PR #2092, opened 2022-06-28
Add test for StatefulOrm static constructor

Porges:
`StatefulOrm` performs checks in the static constructor. Make sure that all these checks pass.

Currently `ReproOperations` and `ScalesetOperations` do not pass:

```
State transition method 'Stopping' in 'ReproOperations' does not have the correct signature.
Expected 'System.Threading.Tasks.Task`1[Microsoft.OneFuzz.Service.Repro] Invoke(Microsoft.OneFuzz.Service.Repro)' 
actual 'System.Threading.Tasks.Task Stopping(Microsoft.OneFuzz.Service.Repro)' 
```

```
State transition method 'Halt' in 'ScalesetOperations' does not have the correct signature.
Expected 'System.Threading.Tasks.Task`1[Microsoft.OneFuzz.Service.Scaleset] Invoke(Microsoft.OneFuzz.Service.Scaleset)'
actual 'System.Threading.Tasks.Task Halt(Microsoft.OneFuzz.Service.Scaleset)' 
```

### DIFF
--- a/src/ApiService/ApiService/onefuzzlib/ScalesetOperations.cs
+++ b/src/ApiService/ApiService/onefuzzlib/ScalesetOperations.cs
@@ -123,7 +123,7 @@ public class ScalesetOperations : StatefulOrm<Scaleset, ScalesetState, ScalesetO
             }
         }
 
-        return scaleset with  { State = ScalesetState.Halt }; 
+        return scaleset;
     }
 
     /// <summary>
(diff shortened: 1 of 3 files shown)


src/ApiService/ApiService/onefuzzlib/ScalesetOperations.cs
```diff
@@ -122,6 +122,8 @@ public ScalesetOperations(ILogTracer log, IOnefuzzContext context)
                 _log.WithHttpStatus(r.ErrorV).Error($"Failed to save scaleset record {scaleset.ScalesetId}");
             }
         }
+
+        return scaleset with  { State = ScalesetState.Halt };
```
chkeita, line 126: the state should already be halt at this point  so you should be returning the object as is

chkeita (approved):

tevoinea (approved):

PR #2105, opened 2022-06-29
Fix Racing condition in monitor.rs

chkeita:

This PR addresses the racing condition where a file could be discovered by the file monitor but disappear before the it reads its metadata.

### DIFF
--- a/src/agent/onefuzz/src/monitor.rs
+++ b/src/agent/onefuzz/src/monitor.rs
@@ -114,11 +114,12 @@ impl DirectoryMonitor {
                             continue;
                         }
                         Err(err) => {
-                            bail!(
+                            warn!(
                                 "error checking metadata for file. path = {}, error = {}",
                                 path.display(),
                                 err
                             );
+                            continue;
                         }
                     }
                 }
--- a/src/agent/onefuzz/src/monitor.rs
+++ b/src/agent/onefuzz/src/monitor.rs
@@ -1,7 +1,10 @@
 // Copyright (c) Microsoft Corporation.
 // Licensed under the MIT License.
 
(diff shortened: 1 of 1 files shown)


src/agent/onefuzz/src/monitor.rs
```diff
@@ -94,9 +94,17 @@ impl DirectoryMonitor {
...
-                    } else {
+                    if self.report_directories {
+                        return Ok(Some(path));
+                    }
+
+                    let is_dir = fs::metadata(&path)
+                        .await
+                        .ok()
+                        .map(|f| f.is_dir())
+                        .unwrap_or_default();
```
Porges, line 105: is this unwrap correct? if the path is missing we will unwrap the failed result to `false`, so the path will still be returned from the function

chkeita: good catch, i changed the logic to check if it is a file instead

ranweiler: Additionally, I think we probably want the following behavior:
1. Try to get the `Metadata`.
2. If `Ok(..)`, then report (conditionally if `report_directories` is `true`).
3. If `Err(err)` and `err.kind() == io::ErrorKind::NotFound`, we can assume we've lost a race with deletion so, ignore the file. Otherwise, something genuinely weird happened at the IO layer, so propagate the error (callers can always ignore it if desired).

chkeita: @ranweiler I opted to emit a warning instead of stopping the monitoring in case the error is intermittent

Porges (approved):

tevoinea (approved):

ranweiler (approved):

PR #2114, opened 2022-07-01
Cache radamsa builds in CI

Porges:
Some CI builds are getting spurious failures trying to clone the radamsa repository.

We don't need to build this every time so cache the built artifacts.

### DIFF
--- a/.github/workflows/ci.yml
+++ b/.github/workflows/ci.yml
@@ -349,7 +349,15 @@ jobs:
     runs-on: ubuntu-18.04
     steps:
     - uses: actions/checkout@v2
+    - uses: actions/cache@v3
+      id: cache-radamsa-build-linux
+      with:
+        # key on the shell script only: this script fixes the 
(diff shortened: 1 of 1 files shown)


.github/workflows/ci.yml
```diff
@@ -358,7 +366,15 @@ jobs:
     runs-on: windows-2019
     steps:
     - uses: actions/checkout@v2
+    - uses: actions/cache@v3
+      id: cache-radamsa-build-windows
+      with:
+        # key on the shell script only: this script fixes the 
+        # version to a particular commit, so if it changes we need to rebuild
```
chkeita, line 373: We could pass the commit I’d to the script and use it in the key

chkeita (approved):

.github/workflows/ci.yml
Porges: I think it's good for the script to be self-contained

PR #2115, opened 2022-07-01
Reuse Agent artifacts if nothing in src/agent changes

Porges:
The agent build takes most of the CI runtime, so improve it by only rebuilding if the pre-reqs or something inside `src/agent` changes.

## PR Checklist
* [ ] Tests added/passed


Porges:
We should probably build the Rust version into the cache key for both this and the pre-reqs.

tevoinea:
If I remember correctly, the check-pr pipeline pulls down the github actions artifacts when testing against a PR. We should make sure this doesn't break that flow. I do see artifacts published at the end of the actions run so it might 'just work'.

tevoinea (approved):

Porges:
> If I remember correctly, the check-pr pipeline pulls down the github actions artifacts when testing against a PR. We should make sure this doesn't break that flow. I do see artifacts published at the end of the actions run so it might 'just work'.

Yes, the artifacts are still downloaded and packaged into the release zip, so it should work the same as before.

Porges:
> We should probably build the Rust version into the cache key for both this and the pre-reqs.

This is done now.

Porges:
Running one more `check-pr` to ensure this didn't break anything.

mgreisen (approved):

========

GOAL OF THE EXERCISE: Copy the records. Each line should match exactly.

EXPECTED ANSWER:
PR #2092, opened 2022-06-28
Add test for StatefulOrm static constructor

Porges:
`StatefulOrm` performs checks in the static constructor. Make sure that all these checks pass.

Currently `ReproOperations` and `ScalesetOperations` do not pass:

```
State transition method 'Stopping' in 'ReproOperations' does not have the correct signature.
Expected 'System.Threading.Tasks.Task`1[Microsoft.OneFuzz.Service.Repro] Invoke(Microsoft.OneFuzz.Service.Repro)' 
actual 'System.Threading.Tasks.Task Stopping(Microsoft.OneFuzz.Service.Repro)' 
```

```
State transition method 'Halt' in 'ScalesetOperations' does not have the correct signature.
Expected 'System.Threading.Tasks.Task`1[Microsoft.OneFuzz.Service.Scaleset] Invoke(Microsoft.OneFuzz.Service.Scaleset)'
actual 'System.Threading.Tasks.Task Halt(Microsoft.OneFuzz.Service.Scaleset)' 
```

### DIFF
--- a/src/ApiService/ApiService/onefuzzlib/ScalesetOperations.cs
+++ b/src/ApiService/ApiService/onefuzzlib/ScalesetOperations.cs
@@ -123,7 +123,7 @@ public class ScalesetOperations : StatefulOrm<Scaleset, ScalesetState, ScalesetO
             }
         }
 
-        return scaleset with  { State = ScalesetState.Halt }; 
+        return scaleset;
     }
 
     /// <summary>
(diff shortened: 1 of 3 files shown)


src/ApiService/ApiService/onefuzzlib/ScalesetOperations.cs
```diff
@@ -122,6 +122,8 @@ public ScalesetOperations(ILogTracer log, IOnefuzzContext context)
                 _log.WithHttpStatus(r.ErrorV).Error($"Failed to save scaleset record {scaleset.ScalesetId}");
             }
         }
+
+        return scaleset with  { State = ScalesetState.Halt };
```
chkeita, line 126: the state should already be halt at this point  so you should be returning the object as is

chkeita (approved):

tevoinea (approved):

PR #2105, opened 2022-06-29
Fix Racing condition in monitor.rs

chkeita:

This PR addresses the racing condition where a file could be discovered by the file monitor but disappear before the it reads its metadata.

### DIFF
--- a/src/agent/onefuzz/src/monitor.rs
+++ b/src/agent/onefuzz/src/monitor.rs
@@ -114,11 +114,12 @@ impl DirectoryMonitor {
                             continue;
                         }
                         Err(err) => {
-                            bail!(
+                            warn!(
                                 "error checking metadata for file. path = {}, error = {}",
                                 path.display(),
                                 err
                             );
+                            continue;
                         }
                     }
                 }
--- a/src/agent/onefuzz/src/monitor.rs
+++ b/src/agent/onefuzz/src/monitor.rs
@@ -1,7 +1,10 @@
 // Copyright (c) Microsoft Corporation.
 // Licensed under the MIT License.
 
(diff shortened: 1 of 1 files shown)


src/agent/onefuzz/src/monitor.rs
```diff
@@ -94,9 +94,17 @@ impl DirectoryMonitor {
...
-                    } else {
+                    if self.report_directories {
+                        return Ok(Some(path));
+                    }
+
+                    let is_dir = fs::metadata(&path)
+                        .await
+                        .ok()
+                        .map(|f| f.is_dir())
+                        .unwrap_or_default();
```
Porges, line 105: is this unwrap correct? if the path is missing we will unwrap the failed result to `false`, so the path will still be returned from the function

chkeita: good catch, i changed the logic to check if it is a file instead

ranweiler: Additionally, I think we probably want the following behavior:
1. Try to get the `Metadata`.
2. If `Ok(..)`, then report (conditionally if `report_directories` is `true`).
3. If `Err(err)` and `err.kind() == io::ErrorKind::NotFound`, we can assume we've lost a race with deletion so, ignore the file. Otherwise, something genuinely weird happened at the IO layer, so propagate the error (callers can always ignore it if desired).

chkeita: @ranweiler I opted to emit a warning instead of stopping the monitoring in case the error is intermittent

Porges (approved):

tevoinea (approved):

ranweiler (approved):

PR #2114, opened 2022-07-01
Cache radamsa builds in CI

Porges:
Some CI builds are getting spurious failures trying to clone the radamsa repository.

We don't need to build this every time so cache the built artifacts.

### DIFF
--- a/.github/workflows/ci.yml
+++ b/.github/workflows/ci.yml
@@ -349,7 +349,15 @@ jobs:
     runs-on: ubuntu-18.04
     steps:
     - uses: actions/checkout@v2
+    - uses: actions/cache@v3
+      id: cache-radamsa-build-linux
+      with:
+        # key on the shell script only: this script fixes the 
(diff shortened: 1 of 1 files shown)


.github/workflows/ci.yml
```diff
@@ -358,7 +366,15 @@ jobs:
     runs-on: windows-2019
     steps:
     - uses: actions/checkout@v2
+    - uses: actions/cache@v3
+      id: cache-radamsa-build-windows
+      with:
+        # key on the shell script only: this script fixes the 
+        # version to a particular commit, so if it changes we need to rebuild
```
chkeita, line 373: We could pass the commit I’d to the script and use it in the key

chkeita (approved):

.github/workflows/ci.yml
Porges: I think it's good for the script to be self-contained

PR #2115, opened 2022-07-01
Reuse Agent artifacts if nothing in src/agent changes

Porges:
The agent build takes most of the CI runtime, so improve it by only rebuilding if the pre-reqs or something inside `src/agent` changes.

## PR Checklist
* [ ] Tests added/passed


Porges:
We should probably build the Rust version into the cache key for both this and the pre-reqs.

tevoinea:
If I remember correctly, the check-pr pipeline pulls down the github actions artifacts when testing against a PR. We should make sure this doesn't break that flow. I do see artifacts published at the end of the actions run so it might 'just work'.

tevoinea (approved):

Porges:
> If I remember correctly, the check-pr pipeline pulls down the github actions artifacts when testing against a PR. We should make sure this doesn't break that flow. I do see artifacts published at the end of the actions run so it might 'just work'.

Yes, the artifacts are still downloaded and packaged into the release zip, so it should work the same as before.

Porges:
> We should probably build the Rust version into the cache key for both this and the pre-reqs.

This is done now.

Porges:
Running one more `check-pr` to ensure this didn't break anything.

mgreisen (approved):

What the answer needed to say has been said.